» **Work order**: Every line from the one with "Fix broken sample" to the end of the entries, both included, is to be copied exactly; the other lines stay out.

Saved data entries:

━━━━

PR #1845, opened 2020-08-22
Update control-flow.md

danmaze:
The when expression replaces or is similar to the switch statement in C-like languages. The problem was with the "the switch operator of C-like languages". *switch* is not an operator, it is a statement. (And it is an expression in Kotlin, Haskell, Elm and the like. Which is actually quite interesting.)


p7nov:
Hi!
You're right, thank you for fixing this!

PR #1851, opened 2020-08-31
Fix broken sample in mixing named - position args section

AkshayChordiya:
The code sample shown in [mixing named and positional arguments section](https://kotlinlang.org/docs/reference/whatsnew14.html#mixing-named-and-positional-arguments) is broken.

━━━━

» **Your solution**:
Fix broken sample in mixing named - position args section

AkshayChordiya:
The code sample shown in [mixing named and positional arguments section](https://kotlinlang.org/docs/reference/whatsnew14.html#mixing-named-and-positional-arguments) is broken.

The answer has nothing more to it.